● **Assignment**
Would you write out the whole listing below exactly as given?

● **Excerpted data**
Issue #694, opened 2021-07-05
ufo2glyphs unhandled AttributeError: 'MarkClassName' object has no attribute 'glyphclass'


DavidRaymond:
When running ufo2glyphs I'm seeing the following traceback:
```Traceback (most recent call last):
  File "/home/david/src/glyphsLib/Lib/glyphsLib/builder/features.py", line 595, in _process_glyph_class_definition
    if st.glyphs.original:
AttributeError: 'MarkClassName' object has no attribute 'original'

During handling of the above exception, another exception occurred:

Traceback (most recent call last):
  File "/usr/local/bin/ufo2glyphs", line 11, in <module>
    load_entry_point('glyphsLib', 'console_scripts', 'ufo2glyphs')()
  File "/home/david/src/glyphsLib/Lib/glyphsLib/cli.py", line 293, in _ufo2glyphs_entry_point
    return main(args)
  File "/home/david/src/glyphsLib/Lib/glyphsLib/cli.py", line 189, in main
    return options.func(options)
  File "/home/david/src/glyphsLib/Lib/glyphsLib/cli.py", line 266, in ufo2glyphs
    font = glyphsLib.to_glyphs(
  File "/home/david/src/glyphsLib/Lib/glyphsLib/builder/__init__.py", line 145, in to_glyphs
    return builder.font
  File "/home/david/src/glyphsLib/Lib/glyphsLib/builder/builders.py", line 749, in font
    self.to_glyphs_features()
  File "/home/david/src/glyphsLib/Lib/glyphsLib/builder/features.py", line 298, in to_glyphs_features
    _to_glyphs_features(
  File "/home/david/src/glyphsLib/Lib/glyphsLib/builder/features.py", line 317, in _to_glyphs_features
    processor.to_glyphs(font)
  File "/home/david/src/glyphsLib/Lib/glyphsLib/builder/features.py", line 496, in to_glyphs
    self._process_file()
  File "/home/david/src/glyphsLib/Lib/glyphsLib/builder/features.py", line 508, in _process_file
    or self._process_glyph_class_definition()
  File "/home/david/src/glyphsLib/Lib/glyphsLib/builder/features.py", line 612, in _process_glyph_class_definition
    elements.append("@" + st.glyphs.glyphclass.name)
AttributeError: 'MarkClassName' object has no attribute 'glyphclass'
```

● **Solution to this exercise**
Issue #694, opened 2021-07-05
ufo2glyphs unhandled AttributeError: 'MarkClassName' object has no attribute 'glyphclass'


DavidRaymond:
When running ufo2glyphs I'm seeing the following traceback:
```Traceback (most recent call last):
  File "/home/david/src/glyphsLib/Lib/glyphsLib/builder/features.py", line 595, in _process_glyph_class_definition
    if st.glyphs.original:
AttributeError: 'MarkClassName' object has no attribute 'original'

During handling of the above exception, another exception occurred:

Traceback (most recent call last):
  File "/usr/local/bin/ufo2glyphs", line 11, in <module>
    load_entry_point('glyphsLib', 'console_scripts', 'ufo2glyphs')()
  File "/home/david/src/glyphsLib/Lib/glyphsLib/cli.py", line 293, in _ufo2glyphs_entry_point
    return main(args)
  File "/home/david/src/glyphsLib/Lib/glyphsLib/cli.py", line 189, in main
    return options.func(options)
  File "/home/david/src/glyphsLib/Lib/glyphsLib/cli.py", line 266, in ufo2glyphs
    font = glyphsLib.to_glyphs(
  File "/home/david/src/glyphsLib/Lib/glyphsLib/builder/__init__.py", line 145, in to_glyphs
    return builder.font
  File "/home/david/src/glyphsLib/Lib/glyphsLib/builder/builders.py", line 749, in font
    self.to_glyphs_features()
  File "/home/david/src/glyphsLib/Lib/glyphsLib/builder/features.py", line 298, in to_glyphs_features
    _to_glyphs_features(
  File "/home/david/src/glyphsLib/Lib/glyphsLib/builder/features.py", line 317, in _to_glyphs_features
    processor.to_glyphs(font)
  File "/home/david/src/glyphsLib/Lib/glyphsLib/builder/features.py", line 496, in to_glyphs
    self._process_file()
  File "/home/david/src/glyphsLib/Lib/glyphsLib/builder/features.py", line 508, in _process_file
    or self._process_glyph_class_definition()
  File "/home/david/src/glyphsLib/Lib/glyphsLib/builder/features.py", line 612, in _process_glyph_class_definition
    elements.append("@" + st.glyphs.glyphclass.name)
AttributeError: 'MarkClassName' object has no attribute 'glyphclass'
```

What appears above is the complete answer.